The answer must be an exact copy of every entry.

[Dataset entries]
--------

PR #8959, opened 2025-01-26
refactor(backend): remove contrib.messages

matmair:
We are not supporting the built-in message framework anyone. This PR removes the remnants.


matmair:
We need to keep the things registered as admin uses it - so only removal on the template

--------

SOLUTION FOR THIS EXERCISE =>
PR #8959, opened 2025-01-26
refactor(backend): remove contrib.messages

matmair:
We are not supporting the built-in message framework anyone. This PR removes the remnants.


matmair:
We need to keep the things registered as admin uses it - so only removal on the template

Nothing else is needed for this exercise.